As I watched she had drifted ever so slowly along the outer edge of our reed beds, her rising and falling body gently propelled onward by a steady autumn breeze and gently lapping waves. When I purposefully stepped out from the shadows she turned her head almost imperceptibly in my direction as though searching for a reason for me to be where I would not normally tread.
She was the perfect picture of unsurpassed tranquility framed in the fading light of a magnificently clear azure sky. Shoreline trees and shrubs in the near background displayed their mirror images in the shimmering blue water of a sheltered bay below, their trunks pointing both up and downward with equal clarity at the water’s edge.
But, this bucolic landscape of munificent nature was peacefully tranquil only to the untrained eye for this elegantly proud descendant of thousands of generations of natural selection was slowly dying. She had been heartlessly driven from the autumn sky by patrolling hunters, mortally wounded and unfeelingly left to die an agonizing, lingering death as grievous injuries increasingly sapped her visibly receding strength.
Her occasional feeble attempts at raising her painfully crippled wings had repeatedly met with abject struggling failure as she sank further into overwhelming despair with each futile attempt. Binoculars clearly showed her nostrils blowing tiny pink bubbles with each exhaling breath.

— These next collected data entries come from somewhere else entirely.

PR #2489, opened 2024-11-08
HIL(QOL): Add missing timeouts to various tests

JurajSadel:


SergioGasquez (approved):
LGTM! It would be cool to have a default timeout that we could set. Thanks!

bugadani:
I'd prefer investing into https://github.com/probe-rs/embedded-test/issues/3 instead.

bjoernQ:
I guess https://github.com/probe-rs/embedded-test/issues/3 is the best way to go (is no timeout at all ever a good idea ....?)

So, what should happen with this PR? Does it solve a real problem we have for currently? (Then we might want to get it in until we have a global timeout)

bugadani:
> (is no timeout at all ever a good idea ....?)

The default is 30 seconds right now, there is no such thing as no timeout in embedded-test.

bjoernQ:
> > (is no timeout at all ever a good idea ....?)
> 
> The default is 30 seconds right now, there is no such thing as no timeout in embedded-test.

Oh good - I never had the patience to wait 30 secs  .... I don't see where the code sets 30 secs if None but I didn't try hard to find it

bugadani:
My bad it's [60](https://github.com/probe-rs/probe-rs/blob/2c03a0b858f0295dbbf20e65678adb206713b5fe/probe-rs-tools/src/bin/probe-rs/cmd/run/test_run_mode.rs#L208)

bjoernQ:
> My bad it's [60](https://github.com/probe-rs/probe-rs/blob/2c03a0b858f0295dbbf20e65678adb206713b5fe/probe-rs-tools/src/bin/probe-rs/cmd/run/test_run_mode.rs#L208)

Ah thanks .... the runner does it on its own .... no wonder I wasn't able to find it in embedded-test itself 😆

bugadani:
PR pending: https://github.com/probe-rs/embedded-test/pull/44

JurajSadel:
> PR pending: https://github.com/probe-rs/embedded-test/pull/44

Thank you! I will mark this as a draft and when it gets merged, I can update our HIL.

MabezDev:
> Thank you! I will mark this as a draft and when it gets merged, I can update our HIL.

You can use Daniel's branch with `git` and `rev` in `hil-test` for now

hil-test/tests/sha.rs
```diff
@@ -216,6 +216,7 @@ mod tests {
     /// A test that runs a hashing on a digest of every size between 1 and 200
     /// inclusively.
     #[test]
+    #[timeout(15)]
```
bjoernQ, line 219: given the previous overall default was 10s, 15s seem to be quite long - but I don't think it really matters

JurajSadel: With 10, the S2 failed here.

bjoernQ: ah sorry - the previous overall-default was 60s 👀

bjoernQ (approved):
Thanks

I could justify standing by no longer.
I had waited three days for nature to raise its’ healing hand but such was not to be. With a heart heavy beyond the load it was asked to carry I moved the sights of my semiautomatic rifle onto the forefront of her body and pulled the trigger. Not once but eight times. It wasn’t necessary for the kill, but it was necessary for me. I needed absolute assurance that when my rifle was emptied of its shells my work, difficult as it was, had been completed in all finality with no room for anything but the saddest possible kindness. It was deeply felt compassion that raised my gun and undiminished sorrow that lowered it as her feathers relaxed and her body spread lower into the water in a final signal that death had at last overtaken her once indomitable spirit.
She died peacefully without protest or struggle, almost it seemed, by consent. Her head bowed as though to honor her spirit’s release and then quietly slipped beneath the rolling waves. Her life was over. She was, then she was not.
Strangers might say this was just a wild goose, only one of many, some say too many, and that the loss of this one untamed creature was no worse than that of thousands of others that fall prey to the lethal guns of hidden hunters every autumn.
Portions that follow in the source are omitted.